◆ TASK DETAILS
Look below for the line holding "- Consider reconnect-don't-respawn: if" and the line holding "During a heavy". Repeat those two and everything between, exactly.

◆ EXTRACTED DATA
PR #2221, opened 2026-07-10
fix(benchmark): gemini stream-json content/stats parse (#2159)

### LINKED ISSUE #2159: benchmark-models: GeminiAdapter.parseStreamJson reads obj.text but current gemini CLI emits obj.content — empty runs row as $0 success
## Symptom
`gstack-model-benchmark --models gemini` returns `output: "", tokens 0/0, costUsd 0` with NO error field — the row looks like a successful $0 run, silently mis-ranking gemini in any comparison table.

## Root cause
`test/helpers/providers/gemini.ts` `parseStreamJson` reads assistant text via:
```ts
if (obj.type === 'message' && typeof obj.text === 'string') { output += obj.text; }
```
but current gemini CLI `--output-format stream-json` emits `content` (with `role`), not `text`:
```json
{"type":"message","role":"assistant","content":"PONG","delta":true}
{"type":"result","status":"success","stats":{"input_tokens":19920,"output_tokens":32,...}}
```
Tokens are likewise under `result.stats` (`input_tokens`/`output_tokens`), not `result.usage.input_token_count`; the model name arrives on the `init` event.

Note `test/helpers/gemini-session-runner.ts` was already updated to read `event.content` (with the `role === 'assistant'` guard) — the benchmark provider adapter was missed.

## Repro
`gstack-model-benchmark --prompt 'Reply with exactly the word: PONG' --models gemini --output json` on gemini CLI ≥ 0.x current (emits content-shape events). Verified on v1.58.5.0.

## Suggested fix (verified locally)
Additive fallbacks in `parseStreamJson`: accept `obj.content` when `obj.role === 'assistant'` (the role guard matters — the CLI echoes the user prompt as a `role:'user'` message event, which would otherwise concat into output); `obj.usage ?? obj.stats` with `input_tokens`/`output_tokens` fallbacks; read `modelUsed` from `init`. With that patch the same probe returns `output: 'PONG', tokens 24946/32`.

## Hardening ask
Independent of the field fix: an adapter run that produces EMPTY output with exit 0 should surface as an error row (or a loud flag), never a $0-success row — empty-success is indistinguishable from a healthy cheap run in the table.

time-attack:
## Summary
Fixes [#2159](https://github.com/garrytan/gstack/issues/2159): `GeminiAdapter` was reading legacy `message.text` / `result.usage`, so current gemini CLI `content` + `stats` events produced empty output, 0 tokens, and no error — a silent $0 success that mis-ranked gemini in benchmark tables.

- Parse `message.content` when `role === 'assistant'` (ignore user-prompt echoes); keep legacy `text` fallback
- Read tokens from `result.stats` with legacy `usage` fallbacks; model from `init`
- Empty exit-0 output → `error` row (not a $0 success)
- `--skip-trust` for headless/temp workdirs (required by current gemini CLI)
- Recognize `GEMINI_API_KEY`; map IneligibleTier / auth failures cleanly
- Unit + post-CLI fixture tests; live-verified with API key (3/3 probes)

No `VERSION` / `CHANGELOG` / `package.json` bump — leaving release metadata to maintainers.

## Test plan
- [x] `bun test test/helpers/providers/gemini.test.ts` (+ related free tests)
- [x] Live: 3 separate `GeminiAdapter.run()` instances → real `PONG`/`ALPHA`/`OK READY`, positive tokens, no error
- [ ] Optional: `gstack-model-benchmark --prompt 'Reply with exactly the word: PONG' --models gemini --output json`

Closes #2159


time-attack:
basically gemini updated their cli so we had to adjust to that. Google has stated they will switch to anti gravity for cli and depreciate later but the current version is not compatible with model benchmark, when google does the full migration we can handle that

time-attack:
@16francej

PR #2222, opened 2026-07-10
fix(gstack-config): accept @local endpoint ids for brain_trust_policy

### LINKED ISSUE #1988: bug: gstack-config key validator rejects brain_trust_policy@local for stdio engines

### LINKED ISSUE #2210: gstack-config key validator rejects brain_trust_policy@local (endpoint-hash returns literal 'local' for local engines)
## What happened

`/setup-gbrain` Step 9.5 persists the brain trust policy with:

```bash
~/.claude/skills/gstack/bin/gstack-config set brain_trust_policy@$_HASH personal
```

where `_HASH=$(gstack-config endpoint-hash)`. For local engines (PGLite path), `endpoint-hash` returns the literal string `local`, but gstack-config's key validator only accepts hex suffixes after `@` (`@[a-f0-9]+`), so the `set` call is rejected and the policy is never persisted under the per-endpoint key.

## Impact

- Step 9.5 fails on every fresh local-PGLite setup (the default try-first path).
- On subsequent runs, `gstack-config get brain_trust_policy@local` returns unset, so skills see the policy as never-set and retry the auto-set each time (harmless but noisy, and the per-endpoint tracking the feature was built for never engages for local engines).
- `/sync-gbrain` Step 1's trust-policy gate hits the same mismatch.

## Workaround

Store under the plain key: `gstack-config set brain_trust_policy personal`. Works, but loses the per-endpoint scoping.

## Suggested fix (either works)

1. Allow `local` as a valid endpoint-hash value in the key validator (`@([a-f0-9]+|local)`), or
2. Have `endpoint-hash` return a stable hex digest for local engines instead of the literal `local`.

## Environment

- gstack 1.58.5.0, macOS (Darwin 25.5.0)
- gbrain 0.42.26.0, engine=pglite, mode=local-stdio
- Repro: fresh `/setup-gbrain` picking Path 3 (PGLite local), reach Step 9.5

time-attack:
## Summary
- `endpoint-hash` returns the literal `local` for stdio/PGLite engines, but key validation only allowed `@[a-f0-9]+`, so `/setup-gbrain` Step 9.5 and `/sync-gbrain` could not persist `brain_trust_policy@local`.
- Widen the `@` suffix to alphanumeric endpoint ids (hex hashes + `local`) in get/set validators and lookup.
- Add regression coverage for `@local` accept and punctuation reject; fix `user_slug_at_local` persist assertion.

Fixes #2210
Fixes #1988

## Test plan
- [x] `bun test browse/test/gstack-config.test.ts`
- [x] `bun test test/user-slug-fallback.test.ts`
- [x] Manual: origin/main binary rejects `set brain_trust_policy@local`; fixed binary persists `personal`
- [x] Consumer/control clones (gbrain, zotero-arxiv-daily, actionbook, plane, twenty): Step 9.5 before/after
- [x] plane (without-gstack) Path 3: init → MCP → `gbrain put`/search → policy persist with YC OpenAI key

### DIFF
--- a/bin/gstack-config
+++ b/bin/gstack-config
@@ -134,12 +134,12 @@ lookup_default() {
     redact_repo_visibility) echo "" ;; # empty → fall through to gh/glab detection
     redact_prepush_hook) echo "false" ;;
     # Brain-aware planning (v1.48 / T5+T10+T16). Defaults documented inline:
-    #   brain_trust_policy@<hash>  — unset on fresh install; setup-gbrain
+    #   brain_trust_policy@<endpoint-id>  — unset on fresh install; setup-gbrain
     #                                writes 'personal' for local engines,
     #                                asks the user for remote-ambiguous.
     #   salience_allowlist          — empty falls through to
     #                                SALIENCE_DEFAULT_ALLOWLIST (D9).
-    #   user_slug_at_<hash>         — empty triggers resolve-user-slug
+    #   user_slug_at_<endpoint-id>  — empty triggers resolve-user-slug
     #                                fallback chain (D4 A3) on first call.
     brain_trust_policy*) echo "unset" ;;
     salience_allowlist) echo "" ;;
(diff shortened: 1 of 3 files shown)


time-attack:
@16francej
---
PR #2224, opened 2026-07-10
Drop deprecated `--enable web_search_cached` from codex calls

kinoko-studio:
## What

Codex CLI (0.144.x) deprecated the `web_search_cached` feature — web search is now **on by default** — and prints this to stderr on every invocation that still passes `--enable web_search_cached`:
---
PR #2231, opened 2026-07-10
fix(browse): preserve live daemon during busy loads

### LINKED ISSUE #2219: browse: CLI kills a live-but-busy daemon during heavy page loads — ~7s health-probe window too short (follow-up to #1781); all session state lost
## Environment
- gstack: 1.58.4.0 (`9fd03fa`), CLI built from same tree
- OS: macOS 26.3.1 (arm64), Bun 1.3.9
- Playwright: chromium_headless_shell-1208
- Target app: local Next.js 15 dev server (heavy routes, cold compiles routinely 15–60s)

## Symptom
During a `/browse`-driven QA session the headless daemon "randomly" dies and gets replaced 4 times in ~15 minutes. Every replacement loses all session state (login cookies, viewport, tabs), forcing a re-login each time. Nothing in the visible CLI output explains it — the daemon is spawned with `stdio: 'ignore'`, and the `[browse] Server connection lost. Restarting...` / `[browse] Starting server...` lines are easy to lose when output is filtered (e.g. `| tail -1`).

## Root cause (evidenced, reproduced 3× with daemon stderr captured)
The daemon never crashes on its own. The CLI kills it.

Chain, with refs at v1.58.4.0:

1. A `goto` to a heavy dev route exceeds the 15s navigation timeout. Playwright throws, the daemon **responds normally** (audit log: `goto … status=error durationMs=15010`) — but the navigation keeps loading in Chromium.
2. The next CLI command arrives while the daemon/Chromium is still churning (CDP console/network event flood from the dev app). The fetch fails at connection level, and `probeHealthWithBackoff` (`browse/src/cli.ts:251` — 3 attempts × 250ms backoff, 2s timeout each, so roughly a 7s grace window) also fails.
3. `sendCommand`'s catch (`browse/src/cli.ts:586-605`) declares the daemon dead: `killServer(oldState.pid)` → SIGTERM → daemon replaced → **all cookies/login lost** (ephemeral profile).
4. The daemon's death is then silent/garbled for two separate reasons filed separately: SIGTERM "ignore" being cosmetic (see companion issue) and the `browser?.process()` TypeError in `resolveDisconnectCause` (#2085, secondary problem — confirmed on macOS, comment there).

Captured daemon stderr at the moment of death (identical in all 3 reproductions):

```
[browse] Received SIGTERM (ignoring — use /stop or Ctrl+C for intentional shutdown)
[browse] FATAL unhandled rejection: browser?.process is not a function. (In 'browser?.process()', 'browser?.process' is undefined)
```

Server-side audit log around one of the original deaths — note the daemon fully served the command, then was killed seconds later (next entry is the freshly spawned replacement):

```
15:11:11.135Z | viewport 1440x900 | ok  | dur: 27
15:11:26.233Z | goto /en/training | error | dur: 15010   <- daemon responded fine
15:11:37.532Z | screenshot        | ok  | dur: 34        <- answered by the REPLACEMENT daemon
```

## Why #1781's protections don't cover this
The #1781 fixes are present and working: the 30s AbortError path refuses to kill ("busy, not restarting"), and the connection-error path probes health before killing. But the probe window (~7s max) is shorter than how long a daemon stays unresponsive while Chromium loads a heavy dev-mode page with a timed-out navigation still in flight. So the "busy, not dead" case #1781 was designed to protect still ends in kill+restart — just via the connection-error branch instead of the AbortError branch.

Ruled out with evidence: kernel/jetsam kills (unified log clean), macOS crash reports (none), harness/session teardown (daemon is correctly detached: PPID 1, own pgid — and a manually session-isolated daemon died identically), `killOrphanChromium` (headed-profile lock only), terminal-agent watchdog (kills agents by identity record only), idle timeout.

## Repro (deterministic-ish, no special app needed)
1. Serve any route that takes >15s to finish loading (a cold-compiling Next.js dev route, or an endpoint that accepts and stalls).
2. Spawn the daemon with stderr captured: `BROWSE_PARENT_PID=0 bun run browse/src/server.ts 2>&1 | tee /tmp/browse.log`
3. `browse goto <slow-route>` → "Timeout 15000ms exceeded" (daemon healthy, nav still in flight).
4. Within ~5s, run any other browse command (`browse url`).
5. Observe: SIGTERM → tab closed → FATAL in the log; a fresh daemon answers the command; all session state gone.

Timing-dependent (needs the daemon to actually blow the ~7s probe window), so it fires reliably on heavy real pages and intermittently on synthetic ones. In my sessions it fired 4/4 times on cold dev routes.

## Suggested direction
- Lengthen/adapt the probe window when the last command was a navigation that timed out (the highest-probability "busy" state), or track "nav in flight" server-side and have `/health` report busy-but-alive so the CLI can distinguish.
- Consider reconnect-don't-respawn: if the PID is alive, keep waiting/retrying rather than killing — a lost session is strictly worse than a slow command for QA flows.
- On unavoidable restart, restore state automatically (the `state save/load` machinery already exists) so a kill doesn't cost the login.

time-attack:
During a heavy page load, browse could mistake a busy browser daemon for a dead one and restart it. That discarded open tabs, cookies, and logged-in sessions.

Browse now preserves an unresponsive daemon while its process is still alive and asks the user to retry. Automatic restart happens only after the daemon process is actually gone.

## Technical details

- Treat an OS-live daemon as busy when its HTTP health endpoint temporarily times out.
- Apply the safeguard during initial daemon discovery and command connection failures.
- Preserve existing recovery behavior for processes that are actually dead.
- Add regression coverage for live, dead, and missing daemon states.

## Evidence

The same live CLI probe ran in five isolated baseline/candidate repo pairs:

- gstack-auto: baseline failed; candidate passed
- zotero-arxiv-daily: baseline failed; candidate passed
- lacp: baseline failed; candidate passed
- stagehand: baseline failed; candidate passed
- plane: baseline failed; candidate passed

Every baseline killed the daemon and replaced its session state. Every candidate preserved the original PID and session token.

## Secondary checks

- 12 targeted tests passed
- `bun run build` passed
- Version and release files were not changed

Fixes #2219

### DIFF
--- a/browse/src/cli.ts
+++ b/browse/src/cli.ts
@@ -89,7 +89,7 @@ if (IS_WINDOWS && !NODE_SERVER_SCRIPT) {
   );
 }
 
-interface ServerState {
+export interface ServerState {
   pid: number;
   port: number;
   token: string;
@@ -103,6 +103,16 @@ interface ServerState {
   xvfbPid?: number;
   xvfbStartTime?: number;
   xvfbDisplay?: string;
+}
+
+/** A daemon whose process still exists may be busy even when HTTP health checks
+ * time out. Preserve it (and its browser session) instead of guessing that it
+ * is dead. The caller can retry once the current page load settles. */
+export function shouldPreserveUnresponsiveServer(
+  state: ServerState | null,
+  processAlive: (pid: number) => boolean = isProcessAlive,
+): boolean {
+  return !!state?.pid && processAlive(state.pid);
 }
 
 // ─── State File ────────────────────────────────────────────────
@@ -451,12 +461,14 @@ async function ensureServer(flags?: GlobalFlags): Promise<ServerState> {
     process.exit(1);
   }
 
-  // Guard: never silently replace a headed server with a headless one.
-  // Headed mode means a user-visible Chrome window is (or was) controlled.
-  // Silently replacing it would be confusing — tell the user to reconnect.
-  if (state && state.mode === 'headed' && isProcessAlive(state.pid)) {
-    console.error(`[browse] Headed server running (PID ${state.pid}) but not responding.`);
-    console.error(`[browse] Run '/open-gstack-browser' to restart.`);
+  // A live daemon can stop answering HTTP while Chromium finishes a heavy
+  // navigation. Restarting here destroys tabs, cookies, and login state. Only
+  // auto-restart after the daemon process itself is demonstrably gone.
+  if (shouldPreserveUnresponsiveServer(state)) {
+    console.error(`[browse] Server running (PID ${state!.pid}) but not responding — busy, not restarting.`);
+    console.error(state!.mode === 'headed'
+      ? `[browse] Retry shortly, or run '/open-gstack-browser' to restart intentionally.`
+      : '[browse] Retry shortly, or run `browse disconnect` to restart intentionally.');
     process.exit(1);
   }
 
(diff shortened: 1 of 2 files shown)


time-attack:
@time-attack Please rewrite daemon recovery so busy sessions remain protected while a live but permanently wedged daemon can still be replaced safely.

◆ YOUR RESPONSE
- Consider reconnect-don't-respawn: if the PID is alive, keep waiting/retrying rather than killing — a lost session is strictly worse than a slow command for QA flows.
- On unavoidable restart, restore state automatically (the `state save/load` machinery already exists) so a kill doesn't cost the login.

time-attack:
During a heavy page load, browse could mistake a busy browser daemon for a dead one and restart it. That discarded open tabs, cookies, and logged-in sessions.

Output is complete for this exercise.